Tomorrow we will see the exact same thing happened with my amendment and health insurance. This will be the fourth year in a row that I will raise the specific issue of smaller hospitals not being covered by Irish Life Health. It has specifically discriminated against the smaller hospitals that could help to ease some of the pressure of the bigger hospitals across the country. To be fair to the previous Minister for Health, Deputy Simon Harris, back in 2019, he did give a commitment to look at the matter. However, the current Minister for Health in a recent reply to a parliamentary question told me that he will not be doing that. I was told that Sláintecare is being implemented, that it is about taking the private health insurers out of public hospitals and that we will use smaller hospitals as guinea pigs in that context. If we want to use guinea pigs, surely it should be the major hospitals that we use because you would start with where there is huge pressure on beds and waiting lists. Of course, that would have an impact on the consultants, the same consultants who will not travel to the smaller hospitals, and they do not want to see their income being impacted in the regional centres. That is why the smaller hospitals are not being protected by the Government in the context of the decision taken by Irish Life Health.

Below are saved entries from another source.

PR #715, opened 2026-04-20
Wallet decodable signatures

### LINKED ISSUE #338: wallet decodable signature

QGarchery:
Fixes:
- #338 

Notes:
- works for and requires trees that contain a number of leaves that is a power of 2. 
  - To that end the dummy offers should be used to pad the tree. The default empty offer works just fine, because its expiry is the timestamp 0, so any take is guaranteed to revert
  - this is a downside in itself, since in the general case it requires to pad the offer tree with dummy offers. This represents +33% size in average (assuming random distribution, and all offers are the same size), but in practice it should be compressed very well
- looking at the first commit only can help to get a feel of what this PR is doing, without some unnecessary details

Todo:
- [x] draft implem
- [x] fix compilation errors (stack too deep by forge and by certora, bytecode size limit reached)
- [x] test with a different number of leaves, padding with empty offers
- [x] test that indeed it makes possible to have "clear signing", see `frontend/README.md`
- [x]  move `frontent/` to the `test/` folder
- [x] optimize (see [this](https://github.com/morpho-org/midnight/pull/715#discussion_r3114753605) and [this](https://github.com/morpho-org/midnight/pull/715#discussion_r3114672177))


src/libraries/UtilsLib.sol
```diff
@@ -62,6 +78,66 @@ library UtilsLib {
...
+                obligation.enterGate,
+                obligation.liquidatorGate
+            )
+        );
+    }
+
+    function hashOffer(Offer memory offer) internal pure returns (bytes32) {
+        return keccak256(
+            abi.encode(
+                abi.encode(
```
QGarchery: To fix a problem where we can't specify optimization runs in CVL, so that it ends up failing compilation with "stack too deep"

src/libraries/UtilsLib.sol
```diff
@@ -62,6 +78,66 @@ library UtilsLib {
...
+            )
+        );
+    }
+
+    function hashObligation(Obligation memory obligation) internal pure returns (bytes32) {
+        bytes32[] memory collateralParamsHashes = new bytes32[](obligation.collateralParams.length);
+        for (uint256 i = 0; i < obligation.collateralParams.length; i++) {
+            collateralParamsHashes[i] = hashCollateralParams(obligation.collateralParams[i]);
+        }
+        bytes32 collateralParamsArrayHash = keccak256(abi.encodePacked(collateralParamsHashes));
```
QGarchery: We could be more efficient here and compute `abi.encodePacked(collateralParamsHashes)` directly

src/interfaces/IMidnight.sol
```diff
@@ -63,6 +63,13 @@ struct Position {
     uint128[128] collateral;
 }
 
+/// @dev Struct used to avoid stack too deep errors in the take function.
+struct User {
+    address addr;
+    address callback;
+    bytes callbackData;
+}
```
QGarchery: If needed later we can go further and easily save 2 more stack slots with `buyerAssets`/`sellerAssets`

foundry.toml
```diff
@@ -1,7 +1,7 @@
 [profile.default]
 via_ir = true
 optimizer = true
-optimizer_runs = 300
+optimizer_runs = 100
```
QGarchery, line 4: To fix an issue where we reached the bytecode size limit. Another option is to define the following function:
```solidity
    function checkAuthorized(address onBehalf) internal view {
        require(onBehalf == msg.sender || isAuthorized[onBehalf][msg.sender], Unauthorized());
    }
```

src/libraries/UtilsLib.sol
```diff
@@ -62,6 +78,66 @@ library UtilsLib {
...
+
+        return keccak256(
+            abi.encode(
+                keccak256(OBLIGATION_TYPE),
```
QGarchery:
```suggestion
                OBLIGATION_TYPEHASH,
```
we could do that for improved gas usage

src/libraries/UtilsLib.sol
QGarchery: See https://morpholabs.slack.com/archives/C0ACSA8TNMA/p1776754812616349

src/Midnight.sol
```diff
@@ -274,12 +283,15 @@ contract Midnight is IMidnight {
...
+        require(UtilsLib.isLeaf(root, UtilsLib.hashOffer(offer), proof), InvalidProof());
         require(offer.session == session[offer.maker], InvalidSession());
         require(isAuthorized[offer.maker][offer.ratifier], RatifierUnauthorized());
         require(IRatifier(offer.ratifier).onRatify(offer, root, ratifierData) == CALLBACK_SUCCESS, RatifierFail());
 
-        (address buyer, address seller) = offer.buy ? (offer.maker, taker) : (taker, offer.maker);
+        User memory takeUser = User({addr: taker, callback: takerCallback, callbackData: takerCallbackData});
+        User memory makeUser = User({addr: offer.maker, callback: offer.callback, callbackData: offer.callbackData});
+        User memory buyer = offer.buy ? makeUser : takeUser;
+        User memory seller = offer.buy ? takeUser : makeUser;
```
QGarchery: The following changes in this file are only here to fix a stack too deep error

frontend/sign-root.ts
```diff
@@ -0,0 +1,176 @@
...
+      { name: "maxLif", type: "uint256" },
+      { name: "oracle", type: "address" },
+    ],
+  };
+}
+
+function defaultOffer(maker: string, number: string) {
+  return {
+    obligation: {
+      loanToken: "0x" + number.repeat(64),
```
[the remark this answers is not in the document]
QGarchery: this is only to show clear signing

frontend/sign-root.ts
```diff
@@ -0,0 +1,176 @@
...
+    maxSellerAssets: "0",
+    maxBuyerAssets: "0",
+  };
+}
+
+// WARNING: The root should be built by sorting the nodes in ascending order of their hash.
+function buildRoot(maker: string) {
+  return [
+    [defaultOffer(maker, "1"), defaultOffer(maker, "2")],
+    [defaultOffer(maker, "3"), defaultOffer(maker, "4")],
```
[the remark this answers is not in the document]
QGarchery: Yes this is a known limitation, documented at the top of the function. Will not fix as it will make things more complicated for no added benefit

src/interfaces/IMidnight.sol
MathisGD, line 22: Wdyt? I think that we discussed this in the past already. With this PR, it makes more sense because it really simplifies `hashObligation`.
```suggestion
    bytes32 id;
```

src/Midnight.sol
```diff
@@ -343,11 +349,6 @@ contract Midnight is IMidnight {
             SellerGatedFromIncreasingDebt()
         );
 
-        address buyerCallback = offer.buy ? offer.callback : takerCallback;
-        address sellerCallback = offer.buy ? takerCallback : offer.callback;
-        address payer = buyerCallback != address(0) ? buyerCallback : (offer.buy ? buyer : msg.sender);
-        address receiver = offer.buy ? receiverIfTakerIsSeller : offer.receiverIfMakerIsSeller;
```
MathisGD, line 349: we should move them back at the same place

src/Midnight.sol
```diff
@@ -274,21 +275,26 @@ contract Midnight is IMidnight {
...
+        require(UtilsLib.isLeaf(root, UtilsLib.hashOffer(offer), proof), InvalidProof());
         require(offer.session == session[offer.maker], InvalidSession());
         require(isAuthorized[offer.maker][offer.ratifier], RatifierUnauthorized());
         require(IRatifier(offer.ratifier).onRatify(offer, root, ratifierData) == CALLBACK_SUCCESS, RatifierFail());
 
         (address buyer, address seller) = offer.buy ? (offer.maker, taker) : (taker, offer.maker);
 
-        uint256 offerPrice = TickLib.tickToPrice(offer.tick);
         uint256 timeToMaturity = UtilsLib.zeroFloorSub(offer.obligation.maturity, block.timestamp);
+        uint256 offerPrice = TickLib.tickToPrice(offer.tick);
```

I will make two final points. I echo the comments of colleagues, particularly Deputy Shortall, on Sláintecare. It is imperative that we do drive forward with the reform relating to Sláintecare. However, that does not mean we should use the small hospitals as guinea pigs for it when clearly we are not - as with the example I gave in the context of Roscommon - prepared to put the capital investment in to deal with it. The Minister of State should not come in and spin this yarn to me that the Government is not putting the thumbscrews on Irish Life Health because we want to use the smaller hospitals to drive forward the Sláintecare reforms. If that was the case, the Government would be putting the capital investment into the smaller hospitals but that is not happening.

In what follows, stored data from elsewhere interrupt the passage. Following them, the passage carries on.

PR #717, opened 2026-04-21
bundler: referral fees

MathisGD:
- see [this thread](https://morpholabs.slack.com/archives/C02N7CZ088N/p1776765655376129) for the max fees decision
- nb: even with no fees, sell functions now receive the funds and then transfer it to the receiver.
- considered fee in absolute amount (you can rebuild anything, but I think that 95% will use relative amounts so it's simpler for them)
- the fees maths are (without roundings, not scaled by wad):
  - target_S = filled_S * (1 - r)
  - filled_B = target_B * (1 - r)
- with roundings:
  - target_S = filled_S - floor(filled_S * r / WAD)
  - target_B = filled_B + floor(filled_B * r / (WAD - r))

### DIFF
--- a/src/periphery/TakeBundler.sol
+++ b/src/periphery/TakeBundler.sol
@@ -28,11 +28,13 @@ contract TakeBundler is ITakeBundler {
     ) external {
         require(taker == msg.sender || IMidnight(midnight).isAuthorized(taker, msg.sender), Unauthorized());
         require(referralFeePct <= WAD, MaxReferralFeePctExceeded());
+        address loanToken = takes[0].offer.obligation.loanToken;
 
         uint256 totalFilledUnits;
         uint256 totalFilledBuyerAssets;
         for (uint256 i; i < takes.length && totalFilledUnits < targetUnits; i++) {
             require(!takes[i].offer.buy, InconsistentSide());
+            require(takes[i].offer.obligation.loanToken == loanToken, InconsistentLoanToken());
             try IMidnight(midnight)
                 .take(
                     UtilsLib.min(targetUnits - totalFilledUnits, takes[i].units),
@@ -57,9 +59,7 @@ contract TakeBundler is ITakeBundler {
         require(totalFilledBuyerAssets <= maxBuyerAssets, BuyerAssetsAboveMax());
 
         uint256 referralFeeAssets = totalFilledBuyerAssets.mulDivDown(referralFeePct, WAD);
-        if (referralFeeAssets > 0) {
-            SafeTransferLib.safeTransfer(takes[0].offer.obligation.loanToken, referralFeeRecipient, referralFeeAssets);
-        }
+        if (referralFeeAssets > 0) SafeTransferLib.safeTransfer(loanToken, referralFeeRecipient, referralFeeAssets);
     }
 
     /// @dev See buyUnitsTarget.
@@ -76,11 +76,13 @@ contract TakeBundler is ITakeBundler {
     ) external {
         require(taker == msg.sender || IMidnight(midnight).isAuthorized(taker, msg.sender), Unauthorized());
         require(referralFeePct <= WAD, MaxReferralFeePctExceeded());
+        address loanToken = takes[0].offer.obligation.loanToken;
 
         uint256 totalFilledSellerAssets;
         uint256 totalFilledUnits;
         for (uint256 i; i < takes.length && totalFilledUnits < targetUnits; i++) {
             require(takes[i].offer.buy, InconsistentSide());
+            require(takes[i].offer.obligation.loanToken == loanToken, InconsistentLoanToken());
             try IMidnight(midnight)
                 .take(
                     UtilsLib.min(targetUnits - totalFilledUnits, takes[i].units),
@@ -104,7 +106,6 @@ contract TakeBundler is ITakeBundler {
         require(totalFilledSellerAssets >= minSellerAssets, SellerAssetsBelowMin());
         require(totalFilledSellerAssets <= maxSellerAssets, SellerAssetsAboveMax());
 
-        address loanToken = takes[0].offer.obligation.loanToken;
         uint256 referralFeeAssets = totalFilledSellerAssets.mulDivDown(referralFeePct, WAD);
         if (referralFeeAssets > 0) SafeTransferLib.safeTransfer(loanToken, referralFeeRecipient, referralFeeAssets);
         SafeTransferLib.safeTransfer(loanToken, receiver, totalFilledSellerAssets - referralFeeAssets);
@@ -123,6 +124,7 @@ contract TakeBundler is ITakeBundler {
     ) external {
         require(taker == msg.sender || IMidnight(midnight).isAuthorized(taker, msg.sender), Unauthorized());
         require(referralFeePct <= WAD, MaxReferralFeePctExceeded());
+        address loanToken = takes[0].offer.obligation.loanToken;
         // touchObligation to have the correct trading fees.
         bytes32 id = IMidnight(midnight).touchObligation(takes[0].offer.obligation);
 
@@ -130,6 +132,7 @@ contract TakeBundler is ITakeBundler {
         uint256 totalFilledUnits;
         for (uint256 i; i < takes.length && totalFilledBuyerAssets < targetBuyerAssets; i++) {
             require(!takes[i].offer.buy, InconsistentSide());
+            require(takes[i].offer.obligation.loanToken == loanToken, InconsistentLoanToken());
             try IMidnight(midnight)
                 .take(
                     UtilsLib.min(
@@ -159,9 +162,7 @@ contract TakeBundler is ITakeBundler {
         require(totalFilledUnits <= maxUnits, UnitsAboveMax());
 
         uint256 referralFeeAssets = totalFilledBuyerAssets.mulDivDown(referralFeePct, WAD);
-        if (referralFeeAssets > 0) {
-            SafeTransferLib.safeTransfer(takes[0].offer.obligation.loanToken, referralFeeRecipient, referralFeeAssets);
-        }
+        if (referralFeeAssets > 0) SafeTransferLib.safeTransfer(loanToken, referralFeeRecipient, referralFeeAssets);
     }
 
     /// @dev See buyUnitsTarget.
@@ -178,6 +179,7 @@ contract TakeBundler is ITakeBundler {
     ) external {
         require(taker == msg.sender || IMidnight(midnight).isAuthorized(taker, msg.sender), Unauthorized());
         require(referralFeePct <= WAD, MaxReferralFeePctExceeded());
+        address loanToken = takes[0].offer.obligation.loanToken;
         // touchObligation to have the correct trading fees.
         bytes32 id = IMidnight(midnight).touchObligation(takes[0].offer.obligation);
 
@@ -185,6 +187,7 @@ contract TakeBundler is ITakeBundler {
         uint256 totalFilledUnits;
         for (uint256 i; i < takes.length && totalFilledSellerAssets < targetSellerAssets; i++) {
             require(takes[i].offer.buy, InconsistentSide());
+            require(takes[i].offer.obligation.loanToken == loanToken, InconsistentLoanToken());
             try IMidnight(midnight)
                 .take(
                     UtilsLib.min(
@@ -213,7 +216,6 @@ contract TakeBundler is ITakeBundler {
         require(totalFilledUnits >= minUnits, UnitsBelowMin());
         require(totalFilledUnits <= maxUnits, UnitsAboveMax());
 
-        address loanToken = takes[0].offer.obligation.loanToken;
         uint256 referralFeeAssets = totalFilledSellerAssets.mulDivDown(referralFeePct, WAD);
         if (referralFeeAssets > 0) SafeTransferLib.safeTransfer(loanToken, referralFeeRecipient, referralFeeAssets);
         SafeTransferLib.safeTransfer(loanToken, receiver, totalFilledSellerAssets - referralFeeAssets);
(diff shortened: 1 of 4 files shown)


src/periphery/TakeBundler.sol
```diff
@@ -43,29 +48,35 @@ contract TakeBundler is ITakeBundler {
...
         }
 
         require(totalFilledUnits == targetUnits, InsufficientLiquidity());
-        require(totalBuyerAssets >= minBuyerAssets, BuyerAssetsBelowMin());
-        require(totalBuyerAssets <= maxBuyerAssets, BuyerAssetsAboveMax());
+        require(totalFilledBuyerAssets >= minBuyerAssets, BuyerAssetsBelowMin());
+        require(totalFilledBuyerAssets <= maxBuyerAssets, BuyerAssetsAboveMax());
+
+        uint256 referralFeeAssets = totalFilledBuyerAssets.mulDivDown(referralFeePct, WAD);
+        SafeTransferLib.safeTransfer(takes[0].offer.obligation.loanToken, referralFeeRecipient, referralFeeAssets);
```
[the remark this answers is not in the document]
MathisGD: right, but that's fine

src/periphery/TakeBundler.sol
```diff
@@ -83,13 +94,18 @@ contract TakeBundler is ITakeBundler {
...
         require(totalFilledUnits == targetUnits, InsufficientLiquidity());
-        require(totalSellerAssets >= minSellerAssets, SellerAssetsBelowMin());
-        require(totalSellerAssets <= maxSellerAssets, SellerAssetsAboveMax());
+        require(totalFilledSellerAssets >= minSellerAssets, SellerAssetsBelowMin());
+        require(totalFilledSellerAssets <= maxSellerAssets, SellerAssetsAboveMax());
+
+        address loanToken = takes[0].offer.obligation.loanToken;
+        uint256 referralFeeAssets = totalFilledSellerAssets.mulDivDown(referralFeePct, WAD);
+        SafeTransferLib.safeTransfer(loanToken, referralFeeRecipient, referralFeeAssets);
+        SafeTransferLib.safeTransfer(loanToken, receiver, totalFilledSellerAssets - referralFeeAssets);
```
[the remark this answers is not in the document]
MathisGD: fixing

src/periphery/TakeBundler.sol
```diff
@@ -43,38 +50,46 @@ contract TakeBundler is ITakeBundler {
...
         }
 
         require(totalFilledUnits == targetUnits, InsufficientLiquidity());
-        require(totalBuyerAssets >= minBuyerAssets, BuyerAssetsBelowMin());
-        require(totalBuyerAssets <= maxBuyerAssets, BuyerAssetsAboveMax());
+        require(totalFilledBuyerAssets >= minBuyerAssets, BuyerAssetsBelowMin());
+        require(totalFilledBuyerAssets <= maxBuyerAssets, BuyerAssetsAboveMax());
+
+        uint256 referralFeeAssets = totalFilledBuyerAssets.mulDivDown(referralFeePct, WAD);
+        if (referralFeeAssets > 0) SafeTransferLib.safeTransfer(loanToken, referralFeeRecipient, referralFeeAssets);
```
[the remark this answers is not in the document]
MathisGD: added as open question

src/periphery/TakeBundler.sol
```diff
@@ -20,14 +22,19 @@ contract TakeBundler is ITakeBundler {
...
         require(taker == msg.sender || IMidnight(midnight).isAuthorized(taker, msg.sender), Unauthorized());
+        require(referralFeePct <= WAD, MaxReferralFeePctExceeded());
+        address loanToken = takes[0].offer.obligation.loanToken;
 
         uint256 totalFilledUnits;
-        uint256 totalBuyerAssets;
+        uint256 totalFilledBuyerAssets;
         for (uint256 i; i < takes.length && totalFilledUnits < targetUnits; i++) {
             require(!takes[i].offer.buy, InconsistentSide());
+            require(takes[i].offer.obligation.loanToken == loanToken, InconsistentLoanToken());
```
QGarchery:
```suggestion
```
we already assume that the obligation id is the same across all obligations

src/periphery/interfaces/ITakeBundler.sol
```diff
@@ -16,19 +16,21 @@ interface ITakeBundler {
     /// ERRORS ///
     error BuyerAssetsAboveMax();
     error BuyerAssetsBelowMin();
+    error InconsistentLoanToken();
     error InconsistentSide();
     error InsufficientLiquidity();
     error SellerAssetsAboveMax();
     error SellerAssetsBelowMin();
+    error MaxReferralFeePctExceeded();
```
peyha:
```suggestion
    error PctOverflow()
```
or 
```suggestion
    error PctExceeded()
```
the current naming implies that there is a max referral fee

src/periphery/TakeBundler.sol
```diff
@@ -43,38 +50,46 @@ contract TakeBundler is ITakeBundler {
...
             } catch {}
         }
 
         require(totalFilledUnits == targetUnits, InsufficientLiquidity());
-        require(totalBuyerAssets >= minBuyerAssets, BuyerAssetsBelowMin());
-        require(totalBuyerAssets <= maxBuyerAssets, BuyerAssetsAboveMax());
+        require(totalFilledBuyerAssets >= minBuyerAssets, BuyerAssetsBelowMin());
+        require(totalFilledBuyerAssets <= maxBuyerAssets, BuyerAssetsAboveMax());
+
+        uint256 referralFeeAssets = totalFilledBuyerAssets.mulDivDown(referralFeePct, WAD);
```
QGarchery: The fee is not taken consistently on the different functions: an input decrease of x% does not provide the same value as an output increase of x%. Most likely not an issue for small values of x, but if x gets greater (and assuming that the front end puts the same fee value for every bundler function) the difference can be seen:
- as users will prefer one bundler function over the other 
- the front-end will not be able to charge more than 50% on this function, because of the check `referralFeePct <= WAD`


```suggestion
        uint256 referralFeeAssets = totalFilledBuyerAssets.mulDivDown(referralFeePct, WAD - referralFeePct);
```

src/periphery/TakeBundler.sol
peyha: If we check this, shouldn't we rather check that the whole obligation id is the same ? It's a bit more costly in gas but gives better guarantees

src/periphery/TakeBundler.sol
peyha, line 74: Shouldn't this be a transfer from ? 
in both cases it's worth documenting imo (if it's a transfer then the user should have transferred enough assets to the bundler, if it's transfer from then it should have approved it)

src/periphery/TakeBundler.sol
QGarchery: same as https://github.com/morpho-org/midnight/pull/717#discussion_r3117927835

src/periphery/TakeBundler.sol
```diff
@@ -129,33 +153,41 @@ contract TakeBundler is ITakeBundler {
...
         }
 
         require(totalFilledBuyerAssets == targetBuyerAssets, InsufficientLiquidity());
-        require(totalUnits >= minUnits, UnitsBelowMin());
-        require(totalUnits <= maxUnits, UnitsAboveMax());
+        require(totalFilledUnits >= minUnits, UnitsBelowMin());
+        require(totalFilledUnits <= maxUnits, UnitsAboveMax());
+
+        uint256 referralFeeAssets = totalFilledBuyerAssets.mulDivDown(referralFeePct, WAD);
+        if (referralFeeAssets > 0) SafeTransferLib.safeTransfer(loanToken, referralFeeRecipient, referralFeeAssets);
```
QGarchery, line 205: In this function `buyBuyerAssetsTarget` the user is targeting some `buyerAssets` but ends up paying `buyerAssets + referralFeeAssets` which defeats the purpose of the function. Shouldn't the `targetBuyerAssets` be considered as filled by `referralFeeAssets` before looping on all the offers ?

src/periphery/TakeBundler.sol
MathisGD: as discussed, we actually want to enable buy/sell with assets inputs cross obligations. it could be a feature. though I'll constrain for units inputs, as it makes less sense.

src/periphery/TakeBundler.sol
MathisGD: fixed now

src/periphery/TakeBundler.sol
```diff
@@ -126,16 +150,21 @@ contract TakeBundler is ITakeBundler {
...
-        bytes32 id = IMidnight(midnight).touchObligation(takes[0].offer.obligation);
+        require(referralFeePct < WAD, PctExceeded());
+        address loanToken = takes[0].offer.obligation.loanToken;
 
         uint256 totalFilledBuyerAssets;
-        uint256 totalUnits;
+        uint256 totalFilledUnits;
         for (uint256 i; i < takes.length && totalFilledBuyerAssets < targetBuyerAssets; i++) {
             require(!takes[i].offer.buy, InconsistentSide());
+            require(takes[i].offer.obligation.loanToken == loanToken, InconsistentLoanToken());
```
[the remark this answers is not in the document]
MathisGD: will fix in a PR on top

test/BundlerTest.sol
```diff
@@ -266,11 +291,248 @@ contract BundlerTest is BaseTest {
...
+        deal(address(loanToken), lender, 0);
+
+        uint256 price = TickLib.tickToPrice(MAX_TICK);
+        uint256 expectedFilledBuyerAssets = units.mulDivUp(price, WAD);
+        uint256 expectedFee = expectedFilledBuyerAssets.mulDivDown(referralFeePct, WAD - referralFeePct);
+
+        collateralize(obligation, lender, units);
+
+        Take[] memory takes = new Take[](1);
+        takes[0] = Take({
```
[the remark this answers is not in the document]
MathisGD: that's fine

peyha:
There's a small sign mistake in your formula, it should be `target_B = filled_B + floor(filled_B * r / (WAD - r))`

src/periphery/TakeBundler.sol
```diff
@@ -85,51 +107,71 @@ contract TakeBundler is ITakeBundler {
...
+        address referralFeeRecipient
     ) external {
         require(taker == msg.sender || IMidnight(midnight).isAuthorized(taker, msg.sender), Unauthorized());
-        // touchObligation to have the correct trading fees.
-        bytes32 id = IMidnight(midnight).touchObligation(takes[0].offer.obligation);
+        require(referralFeePct < WAD, PctExceeded());
+        address loanToken = takes[0].offer.obligation.loanToken;
+
+        uint256 referralFeeAssets = targetBuyerAssets.mulDivDown(referralFeePct, WAD);
+        uint256 preFeeTarget = targetBuyerAssets - referralFeeAssets;
```
QGarchery: I see why it's called preFeeTarget, but postFeeTarget would make more sense to me. It's a variable in the code only, so we can think of it as if the fees were paid upfront and then the rest to target after that would be the post fee target. We could even do the fee transfer here

src/periphery/TakeBundler.sol
QGarchery, line 1: With the fee, even without asynchrony, depending on the function, it's not necessarily easy to evaluate if a bundle makes sense:
- in `sellUnitsTarget`, compared to without the fee, each unit you are selling is giving you (1 - pct) times less value than what the offer advertises. So you can assume the fee is making your trade overall (1 - pct) times worse
- in `sellSellerAssetsTarget`, this is not the case. This is because you increase the size of the target so in addition you may have to take worse offers. For example let's say that I target 100 assets, and in the bundle there is an offer of 200 units at price 0.5 and 1000 units at price 0.1. Without fees I sell 200 units, with 50% fee do **not** sell 400 units as expected, I sell 1200 units (it targets 200 assets, and so it takes both offers completely).

I don't think there is an easy way to fix that in this PR, but it makes me change my mind about the average price check: at least users can be protected against such scenario

QGarchery (approved):

src/periphery/TakeBundler.sol
peyha: agreed, it makes me feel that the naming could be improved because it's ambiguous
for instance `fillTarget` would work

src/periphery/TakeBundler.sol
```diff
@@ -8,27 +8,36 @@ import {ITakeBundler, Take, CollateralTransfer} from "./interfaces/ITakeBundler.
...
 
 contract TakeBundler is ITakeBundler {
     using UtilsLib for uint256;
 
-    /// @dev Assumes offers are all share the same obligation id.
     /// @dev The taker must have authorized this bundler and the msg.sender (if different from the taker) on Midnight.
     /// @dev The bundler skips every reason why `take` can revert (including ones that are not asynchrony related).
     /// @dev If taking an offer reverts, the bundler will completely skip this offer.
+    /// @dev Taker receives exactly `targetUnits` units. Total loan-token cost is `totalFilledBuyerAssets + fee`, where
+    /// `fee = totalFilledBuyerAssets * pct / (WAD - pct)` (so `pct = fee / (totalFilledBuyerAssets + fee)`).
```
peyha: why do you say `pct = fee / (totalFilledBuyerAssets + fee)` ? not sure what info it adds

src/periphery/TakeBundler.sol
MathisGD: yes I'll go for a better name

peyha (approved):
LGTM, formula looks correct including rounding, pending naming issue

src/periphery/TakeBundler.sol
MathisGD: when for `targetFilled`

src/periphery/TakeBundler.sol
MathisGD: >I don't think there is an easy way to fix that in this PR, but it makes me change my mind about the average price check: at least users can be protected against such scenario

still, you control your worst price as you are passing the Takes (and the referral fee)

MathisGD: added a comment. let's discuss re-adding average check in a PR on top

I want to see Sláintecare come to fruition. We need a single, unified health system. That is why, along with former Deputy Michael Harty, I insisted during the negotiations on the programme for Government in 2016 that there be an all-party committee established to look at this matter and to set down a long-term plan for our health system. That was because I had seen during the previous 15 years I had been in politics that it all depended on the Minister who was it behind the desk on a particular day. As soon as that Minister left, the permanent government would revert to form and the new Minister would come in and would have to start the battle again. It was important, therefore, that there was consistency across Government and political parties. It is imperative that, despite the push-back from the permanent government, we see the Parliament, parliamentarians and politicians taking ownership of Sláintecare and driving it through.

This legislation will reduce the cost of insurance but this will only happen in April when the bulk of people will have already renewed their health insurance. I actively encourage every single person who gets a renewal of their policy to please shop around because there are significant savings to be made. There are a number of companies out there which specialise in that. I actively encourage people to go to those companies, shop around and make those savings, because that will bring about some of the change that is needed.